◆ EXERCISE:
Count how many lines of the listing contain "null", then give that number and nothing more.

BEGIN

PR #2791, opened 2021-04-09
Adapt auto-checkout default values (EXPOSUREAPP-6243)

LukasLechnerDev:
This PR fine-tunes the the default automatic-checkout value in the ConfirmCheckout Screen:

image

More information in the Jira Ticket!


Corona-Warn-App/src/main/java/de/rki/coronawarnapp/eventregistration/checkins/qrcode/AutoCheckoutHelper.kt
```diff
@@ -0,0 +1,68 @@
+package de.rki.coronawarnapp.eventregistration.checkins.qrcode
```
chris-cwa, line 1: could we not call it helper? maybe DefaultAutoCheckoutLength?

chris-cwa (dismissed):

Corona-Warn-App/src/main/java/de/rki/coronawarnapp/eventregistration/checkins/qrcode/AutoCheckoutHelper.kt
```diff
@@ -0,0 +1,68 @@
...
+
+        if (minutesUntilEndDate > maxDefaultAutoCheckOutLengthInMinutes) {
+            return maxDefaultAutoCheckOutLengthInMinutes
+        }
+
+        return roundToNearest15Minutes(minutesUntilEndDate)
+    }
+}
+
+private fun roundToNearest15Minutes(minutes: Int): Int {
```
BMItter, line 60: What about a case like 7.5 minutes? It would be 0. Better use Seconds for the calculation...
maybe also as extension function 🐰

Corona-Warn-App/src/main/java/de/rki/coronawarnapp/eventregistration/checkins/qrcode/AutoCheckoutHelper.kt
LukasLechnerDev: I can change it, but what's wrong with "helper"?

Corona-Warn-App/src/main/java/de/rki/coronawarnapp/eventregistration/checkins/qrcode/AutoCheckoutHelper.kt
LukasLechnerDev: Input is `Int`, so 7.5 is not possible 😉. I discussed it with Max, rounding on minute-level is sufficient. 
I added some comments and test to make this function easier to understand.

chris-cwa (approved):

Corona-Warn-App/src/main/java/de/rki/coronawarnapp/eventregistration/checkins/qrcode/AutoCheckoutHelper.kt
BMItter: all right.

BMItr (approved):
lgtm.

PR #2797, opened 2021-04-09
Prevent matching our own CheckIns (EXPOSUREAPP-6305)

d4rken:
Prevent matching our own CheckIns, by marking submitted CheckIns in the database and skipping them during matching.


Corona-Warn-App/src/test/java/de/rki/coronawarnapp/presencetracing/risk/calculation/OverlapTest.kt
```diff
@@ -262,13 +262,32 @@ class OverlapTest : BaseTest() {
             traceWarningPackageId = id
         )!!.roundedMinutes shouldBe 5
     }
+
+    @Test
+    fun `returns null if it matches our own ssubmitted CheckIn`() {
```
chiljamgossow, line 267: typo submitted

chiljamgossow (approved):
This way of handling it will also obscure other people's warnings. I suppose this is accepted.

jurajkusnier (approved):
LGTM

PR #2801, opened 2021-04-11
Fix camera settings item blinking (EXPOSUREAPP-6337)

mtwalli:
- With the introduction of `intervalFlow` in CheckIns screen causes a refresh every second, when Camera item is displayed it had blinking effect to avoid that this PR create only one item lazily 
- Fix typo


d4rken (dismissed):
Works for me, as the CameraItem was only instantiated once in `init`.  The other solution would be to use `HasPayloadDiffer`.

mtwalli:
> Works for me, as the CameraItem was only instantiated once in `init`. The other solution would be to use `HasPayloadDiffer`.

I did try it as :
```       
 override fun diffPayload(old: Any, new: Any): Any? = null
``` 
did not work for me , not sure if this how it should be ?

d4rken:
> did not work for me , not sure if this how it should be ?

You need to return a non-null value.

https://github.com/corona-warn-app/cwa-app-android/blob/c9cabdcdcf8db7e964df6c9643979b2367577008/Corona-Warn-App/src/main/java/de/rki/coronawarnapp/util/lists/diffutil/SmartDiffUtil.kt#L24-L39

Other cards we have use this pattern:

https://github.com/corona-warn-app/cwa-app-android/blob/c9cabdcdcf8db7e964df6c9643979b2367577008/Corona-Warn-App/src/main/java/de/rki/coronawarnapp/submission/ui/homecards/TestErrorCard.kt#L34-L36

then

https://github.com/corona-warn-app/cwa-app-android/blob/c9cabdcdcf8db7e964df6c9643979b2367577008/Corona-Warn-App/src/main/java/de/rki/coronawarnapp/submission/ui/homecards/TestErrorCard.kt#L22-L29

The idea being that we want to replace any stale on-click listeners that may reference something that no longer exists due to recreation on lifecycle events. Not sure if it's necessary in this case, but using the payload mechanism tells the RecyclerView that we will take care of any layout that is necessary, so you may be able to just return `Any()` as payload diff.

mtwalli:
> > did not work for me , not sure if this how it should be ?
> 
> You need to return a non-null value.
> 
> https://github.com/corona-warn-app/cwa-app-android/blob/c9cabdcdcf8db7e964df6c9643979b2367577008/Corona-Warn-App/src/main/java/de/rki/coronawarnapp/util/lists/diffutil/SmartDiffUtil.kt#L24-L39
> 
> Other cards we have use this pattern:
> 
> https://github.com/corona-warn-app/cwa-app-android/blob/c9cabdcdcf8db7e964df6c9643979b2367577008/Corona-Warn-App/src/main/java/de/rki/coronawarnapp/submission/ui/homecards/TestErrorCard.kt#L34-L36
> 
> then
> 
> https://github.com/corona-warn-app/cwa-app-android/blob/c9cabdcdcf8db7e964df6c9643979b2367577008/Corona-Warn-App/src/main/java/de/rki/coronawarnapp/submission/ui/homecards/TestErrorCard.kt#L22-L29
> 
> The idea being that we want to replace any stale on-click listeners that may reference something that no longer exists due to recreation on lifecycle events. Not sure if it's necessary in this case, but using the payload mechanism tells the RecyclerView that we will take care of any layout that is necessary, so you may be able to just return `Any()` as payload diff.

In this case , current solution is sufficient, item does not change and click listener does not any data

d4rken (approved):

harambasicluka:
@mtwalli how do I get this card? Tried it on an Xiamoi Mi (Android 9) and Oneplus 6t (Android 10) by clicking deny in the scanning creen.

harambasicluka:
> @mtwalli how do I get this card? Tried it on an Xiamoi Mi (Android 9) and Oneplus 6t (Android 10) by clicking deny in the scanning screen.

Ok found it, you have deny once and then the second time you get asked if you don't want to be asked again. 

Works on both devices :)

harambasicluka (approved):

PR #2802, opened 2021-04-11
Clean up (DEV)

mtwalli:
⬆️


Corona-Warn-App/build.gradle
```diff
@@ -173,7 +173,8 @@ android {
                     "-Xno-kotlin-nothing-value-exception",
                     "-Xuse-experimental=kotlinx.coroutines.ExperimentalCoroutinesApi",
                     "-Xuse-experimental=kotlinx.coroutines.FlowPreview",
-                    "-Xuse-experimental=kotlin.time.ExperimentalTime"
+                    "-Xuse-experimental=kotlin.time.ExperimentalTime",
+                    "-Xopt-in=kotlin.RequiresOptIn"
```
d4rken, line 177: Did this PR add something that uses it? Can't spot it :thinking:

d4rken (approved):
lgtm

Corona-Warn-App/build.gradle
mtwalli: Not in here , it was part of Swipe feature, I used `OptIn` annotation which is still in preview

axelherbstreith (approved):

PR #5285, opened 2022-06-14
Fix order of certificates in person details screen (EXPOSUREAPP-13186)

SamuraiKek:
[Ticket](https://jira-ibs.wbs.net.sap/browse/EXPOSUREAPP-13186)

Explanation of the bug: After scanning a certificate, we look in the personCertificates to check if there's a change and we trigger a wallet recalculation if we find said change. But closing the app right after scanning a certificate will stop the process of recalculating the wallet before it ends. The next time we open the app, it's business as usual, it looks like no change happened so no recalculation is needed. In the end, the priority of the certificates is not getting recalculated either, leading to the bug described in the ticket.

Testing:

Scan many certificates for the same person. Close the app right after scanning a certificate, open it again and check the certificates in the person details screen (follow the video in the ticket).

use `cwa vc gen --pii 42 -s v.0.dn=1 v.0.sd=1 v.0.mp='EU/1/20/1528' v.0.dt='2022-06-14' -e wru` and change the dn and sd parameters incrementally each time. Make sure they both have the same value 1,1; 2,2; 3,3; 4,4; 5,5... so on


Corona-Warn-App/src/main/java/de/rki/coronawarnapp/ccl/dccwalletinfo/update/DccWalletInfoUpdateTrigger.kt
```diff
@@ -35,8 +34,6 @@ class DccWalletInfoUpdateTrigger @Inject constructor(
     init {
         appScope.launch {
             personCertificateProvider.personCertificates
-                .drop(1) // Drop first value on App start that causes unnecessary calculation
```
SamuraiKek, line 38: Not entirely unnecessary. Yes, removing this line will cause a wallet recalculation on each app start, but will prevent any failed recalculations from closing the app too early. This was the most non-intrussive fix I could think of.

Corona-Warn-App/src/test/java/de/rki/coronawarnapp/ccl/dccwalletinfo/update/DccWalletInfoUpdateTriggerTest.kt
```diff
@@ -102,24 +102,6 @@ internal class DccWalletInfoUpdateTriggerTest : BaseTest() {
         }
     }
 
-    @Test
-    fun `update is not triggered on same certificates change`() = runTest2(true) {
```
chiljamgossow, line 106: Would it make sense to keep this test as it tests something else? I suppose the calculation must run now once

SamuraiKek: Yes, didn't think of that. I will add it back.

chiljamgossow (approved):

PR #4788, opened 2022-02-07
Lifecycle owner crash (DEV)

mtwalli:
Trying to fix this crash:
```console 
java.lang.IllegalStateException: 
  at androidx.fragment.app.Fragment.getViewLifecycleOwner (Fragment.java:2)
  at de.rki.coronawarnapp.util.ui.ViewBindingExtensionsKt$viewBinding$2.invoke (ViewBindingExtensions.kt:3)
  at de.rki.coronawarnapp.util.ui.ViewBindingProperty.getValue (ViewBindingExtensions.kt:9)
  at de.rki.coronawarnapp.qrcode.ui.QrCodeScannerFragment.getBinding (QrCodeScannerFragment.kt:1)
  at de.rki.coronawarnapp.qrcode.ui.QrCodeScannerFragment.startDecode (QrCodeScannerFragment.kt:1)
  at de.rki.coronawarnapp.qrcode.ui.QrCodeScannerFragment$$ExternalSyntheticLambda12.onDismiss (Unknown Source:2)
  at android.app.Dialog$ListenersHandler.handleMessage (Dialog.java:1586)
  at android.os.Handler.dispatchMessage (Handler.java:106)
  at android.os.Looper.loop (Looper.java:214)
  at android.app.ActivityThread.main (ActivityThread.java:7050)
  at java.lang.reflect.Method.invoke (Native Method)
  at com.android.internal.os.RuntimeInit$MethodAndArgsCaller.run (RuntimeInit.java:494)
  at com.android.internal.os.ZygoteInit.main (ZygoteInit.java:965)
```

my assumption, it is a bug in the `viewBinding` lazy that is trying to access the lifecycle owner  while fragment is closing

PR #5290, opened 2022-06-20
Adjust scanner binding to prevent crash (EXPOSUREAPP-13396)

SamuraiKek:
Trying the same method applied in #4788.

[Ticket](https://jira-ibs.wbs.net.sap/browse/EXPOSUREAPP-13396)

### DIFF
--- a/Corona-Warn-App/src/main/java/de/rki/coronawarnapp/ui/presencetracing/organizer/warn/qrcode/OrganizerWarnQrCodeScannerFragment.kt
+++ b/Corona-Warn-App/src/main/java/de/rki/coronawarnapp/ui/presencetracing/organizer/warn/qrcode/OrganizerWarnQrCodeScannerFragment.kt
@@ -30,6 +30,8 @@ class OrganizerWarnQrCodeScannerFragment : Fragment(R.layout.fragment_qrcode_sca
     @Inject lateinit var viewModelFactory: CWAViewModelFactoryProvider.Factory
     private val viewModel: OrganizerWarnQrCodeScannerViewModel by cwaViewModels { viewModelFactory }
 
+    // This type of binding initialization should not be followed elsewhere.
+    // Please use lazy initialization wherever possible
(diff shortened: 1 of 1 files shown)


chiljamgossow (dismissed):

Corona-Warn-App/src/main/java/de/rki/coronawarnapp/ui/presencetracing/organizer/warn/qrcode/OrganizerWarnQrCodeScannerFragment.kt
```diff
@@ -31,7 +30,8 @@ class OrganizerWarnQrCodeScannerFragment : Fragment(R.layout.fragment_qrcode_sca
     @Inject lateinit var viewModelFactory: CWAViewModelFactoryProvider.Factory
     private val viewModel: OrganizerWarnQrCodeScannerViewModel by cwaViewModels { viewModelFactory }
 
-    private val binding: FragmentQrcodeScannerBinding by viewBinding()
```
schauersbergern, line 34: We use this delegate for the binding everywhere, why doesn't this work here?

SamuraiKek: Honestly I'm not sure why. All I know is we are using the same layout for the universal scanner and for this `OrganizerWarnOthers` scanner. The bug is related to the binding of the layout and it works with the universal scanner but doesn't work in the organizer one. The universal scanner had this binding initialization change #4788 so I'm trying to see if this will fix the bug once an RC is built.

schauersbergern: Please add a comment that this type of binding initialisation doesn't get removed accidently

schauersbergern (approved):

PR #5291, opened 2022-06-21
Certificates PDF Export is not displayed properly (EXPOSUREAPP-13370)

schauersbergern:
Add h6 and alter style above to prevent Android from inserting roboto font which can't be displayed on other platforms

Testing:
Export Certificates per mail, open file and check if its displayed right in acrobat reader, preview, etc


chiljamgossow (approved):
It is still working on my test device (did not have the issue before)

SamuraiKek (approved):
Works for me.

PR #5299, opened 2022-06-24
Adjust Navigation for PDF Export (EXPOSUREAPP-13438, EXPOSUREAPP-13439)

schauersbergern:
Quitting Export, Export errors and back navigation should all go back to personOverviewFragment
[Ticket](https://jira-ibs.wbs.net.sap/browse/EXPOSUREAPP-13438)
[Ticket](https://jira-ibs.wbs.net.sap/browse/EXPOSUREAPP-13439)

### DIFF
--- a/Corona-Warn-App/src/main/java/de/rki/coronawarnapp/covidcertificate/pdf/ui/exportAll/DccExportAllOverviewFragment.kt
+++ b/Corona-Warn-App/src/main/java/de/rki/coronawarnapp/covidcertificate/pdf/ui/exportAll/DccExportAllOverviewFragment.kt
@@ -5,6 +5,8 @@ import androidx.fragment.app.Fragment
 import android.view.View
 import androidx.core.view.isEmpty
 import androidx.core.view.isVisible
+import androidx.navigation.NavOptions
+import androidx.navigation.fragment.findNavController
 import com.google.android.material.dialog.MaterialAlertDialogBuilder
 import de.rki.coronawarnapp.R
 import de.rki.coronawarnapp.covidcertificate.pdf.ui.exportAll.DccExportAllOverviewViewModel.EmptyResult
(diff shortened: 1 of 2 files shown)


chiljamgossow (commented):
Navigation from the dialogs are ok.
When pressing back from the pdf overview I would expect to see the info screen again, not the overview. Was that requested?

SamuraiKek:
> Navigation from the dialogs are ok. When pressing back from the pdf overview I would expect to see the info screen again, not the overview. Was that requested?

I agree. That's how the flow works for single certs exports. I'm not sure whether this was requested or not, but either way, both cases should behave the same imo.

END

◆ YOUR RESPONSE:
4